[[ Input records open ]]

PR #959, opened 2022-07-03
Add operators for reading and writing binary data from a serial port

### LINKED ISSUE #952: Add support for streaming byte buffers into a SerialPort
In order to open up the full potential of the SerialPort interface, it would be great to generalize the functionality of the `SerialStringWrite` node into a full `SerialPortWrite` operator that can take all the possible overloads for serial communication write, `string`, `byte[]`, `ArraySegment<byte>`.

This would greatly expand the potential for implementing custom binary communication protocols over serial port.

glopesdev:
This PR introduces two new operators `SerialRead` and `SerialWrite` which can be used to interface with a serial port using low-level binary representations. The main difference from `SerialStringRead` is that no message terminator is assumed.

Instead, the maximum number of bytes to read is specified, and the sequence will either terminate after this number of bytes is read, or the serial port read timeout elapses. If a source sequence is provided to `SerialRead`, the operator will try to read a byte buffer for each incoming notification.

Conversely, the `SerialWrite` operator will write each of the binary buffers in the source sequence to the serial port. An overload supporting `ArraySegment` is provided.

In preparation for a larger reorganization of the IO package, this PR also refactors the core serial port operators into a new namespace `Bonsai.IO.Ports` mirroring the .NET namespace `System.IO.Ports`. The legacy character based operators `SerialStringRead` and `SerialStringWrite` are also renamed in this new namespace to `SerialReadLine` and `SerialWriteLine`, respectively.

Note that the new `SerialWriteLine` no longer guarantees exclusive access to the port. In general the language is now much better equipped with synchronization primitives using subjects that in general should be used instead of scattering low-level hardware details inside the workflow.

A compatibility layer is provided to ensure all previous workflows can operate as normal (including preserving exclusive access in `SerialStringWrite`). Deprecation notices have been placed on all legacy types.

Fixes #952

### DIFF
--- a/Bonsai.Arduino/ArduinoConfiguration.cs
+++ b/Bonsai.Arduino/ArduinoConfiguration.cs
@@ -1,5 +1,5 @@
 ﻿using System.ComponentModel;
-using Bonsai.IO;
+using Bonsai.IO.Ports;
 
 namespace Bonsai.Arduino
 {
--- a/Bonsai.Arduino/CreateArduino.cs
+++ b/Bonsai.Arduino/CreateArduino.cs
@@ -1,8 +1,8 @@
-﻿using Bonsai.IO;
-using System;
+﻿using System;
 using System.ComponentModel;
 using System.Linq;
 using System.Reactive.Linq;
+using Bonsai.IO.Ports;
 
 namespace Bonsai.Arduino
 {
--- a/Bonsai.System/IO/Ports/BaudRateConverter.cs
+++ b/Bonsai.System/IO/Ports/BaudRateConverter.cs
@@ -1,6 +1,6 @@
 ﻿using System.ComponentModel;
 
-namespace Bonsai.IO
+namespace Bonsai.IO.Ports
 {
     /// <summary>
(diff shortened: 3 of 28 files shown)


glopesdev:
One issue with the current PR is that handling of binary data protocols is usually done in read/write pairs. Having only the `Write` operator will be insufficient in most cases. Unfortunately, the case for the `Read` operator is even more problematic than in character-based protocols with defined encodings.

The main problem is it will be in general hard to define what is a good value for "terminator" characters without having encoding guarantees that the terminator will not be found in the binary encoding of regular numeric values. This means that simply relying on serial big-endian or little-endian encodings without a properly defined protocol is very likely to lead to loss of data if not planned thoroughly.

It might be better to introduce single-byte `Read` operators over the serial port that could be chained in state-machine style to build a sequential reactive parser, simply using fixed-size byte buffers. In many cases, however, one might be better served simply by writing the parser directly in C#.

glopesdev:
The PR has been rewritten to include a source operator that reads a fixed number of bytes from the serial port. The operator can be chained in a sequence or used standalone.

PR #1029, opened 2022-09-07
Update reactive extensions to version 5.0.0

### LINKED ISSUE #1028: Update reactive extensions version
The `Rx-Linq`, `Rx-Main`, etc collection of packages has long been superseded by the modern `System.Reactive` package. Updating the core of Rx has been long overdue and should be done as soon as possible to ease the transition to the modern .NET ecosystem.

[[ Input records closed ]]

What to work on: All entries above should be duplicated exactly, none omitted.

Response area:
PR #959, opened 2022-07-03
Add operators for reading and writing binary data from a serial port

### LINKED ISSUE #952: Add support for streaming byte buffers into a SerialPort
In order to open up the full potential of the SerialPort interface, it would be great to generalize the functionality of the `SerialStringWrite` node into a full `SerialPortWrite` operator that can take all the possible overloads for serial communication write, `string`, `byte[]`, `ArraySegment<byte>`.

This would greatly expand the potential for implementing custom binary communication protocols over serial port.

glopesdev:
This PR introduces two new operators `SerialRead` and `SerialWrite` which can be used to interface with a serial port using low-level binary representations. The main difference from `SerialStringRead` is that no message terminator is assumed.

Instead, the maximum number of bytes to read is specified, and the sequence will either terminate after this number of bytes is read, or the serial port read timeout elapses. If a source sequence is provided to `SerialRead`, the operator will try to read a byte buffer for each incoming notification.

Conversely, the `SerialWrite` operator will write each of the binary buffers in the source sequence to the serial port. An overload supporting `ArraySegment` is provided.

In preparation for a larger reorganization of the IO package, this PR also refactors the core serial port operators into a new namespace `Bonsai.IO.Ports` mirroring the .NET namespace `System.IO.Ports`. The legacy character based operators `SerialStringRead` and `SerialStringWrite` are also renamed in this new namespace to `SerialReadLine` and `SerialWriteLine`, respectively.

Note that the new `SerialWriteLine` no longer guarantees exclusive access to the port. In general the language is now much better equipped with synchronization primitives using subjects that in general should be used instead of scattering low-level hardware details inside the workflow.

A compatibility layer is provided to ensure all previous workflows can operate as normal (including preserving exclusive access in `SerialStringWrite`). Deprecation notices have been placed on all legacy types.

Fixes #952

### DIFF
--- a/Bonsai.Arduino/ArduinoConfiguration.cs
+++ b/Bonsai.Arduino/ArduinoConfiguration.cs
@@ -1,5 +1,5 @@
 ﻿using System.ComponentModel;
-using Bonsai.IO;
+using Bonsai.IO.Ports;
 
 namespace Bonsai.Arduino
 {
--- a/Bonsai.Arduino/CreateArduino.cs
+++ b/Bonsai.Arduino/CreateArduino.cs
@@ -1,8 +1,8 @@
-﻿using Bonsai.IO;
-using System;
+﻿using System;
 using System.ComponentModel;
 using System.Linq;
 using System.Reactive.Linq;
+using Bonsai.IO.Ports;
 
 namespace Bonsai.Arduino
 {
--- a/Bonsai.System/IO/Ports/BaudRateConverter.cs
+++ b/Bonsai.System/IO/Ports/BaudRateConverter.cs
@@ -1,6 +1,6 @@
 ﻿using System.ComponentModel;
 
-namespace Bonsai.IO
+namespace Bonsai.IO.Ports
 {
     /// <summary>
(diff shortened: 3 of 28 files shown)


glopesdev:
One issue with the current PR is that handling of binary data protocols is usually done in read/write pairs. Having only the `Write` operator will be insufficient in most cases. Unfortunately, the case for the `Read` operator is even more problematic than in character-based protocols with defined encodings.

The main problem is it will be in general hard to define what is a good value for "terminator" characters without having encoding guarantees that the terminator will not be found in the binary encoding of regular numeric values. This means that simply relying on serial big-endian or little-endian encodings without a properly defined protocol is very likely to lead to loss of data if not planned thoroughly.

It might be better to introduce single-byte `Read` operators over the serial port that could be chained in state-machine style to build a sequential reactive parser, simply using fixed-size byte buffers. In many cases, however, one might be better served simply by writing the parser directly in C#.

glopesdev:
The PR has been rewritten to include a source operator that reads a fixed number of bytes from the serial port. The operator can be chained in a sequence or used standalone.

PR #1029, opened 2022-09-07
Update reactive extensions to version 5.0.0

### LINKED ISSUE #1028: Update reactive extensions version
The `Rx-Linq`, `Rx-Main`, etc collection of packages has long been superseded by the modern `System.Reactive` package. Updating the core of Rx has been long overdue and should be done as soon as possible to ease the transition to the modern .NET ecosystem.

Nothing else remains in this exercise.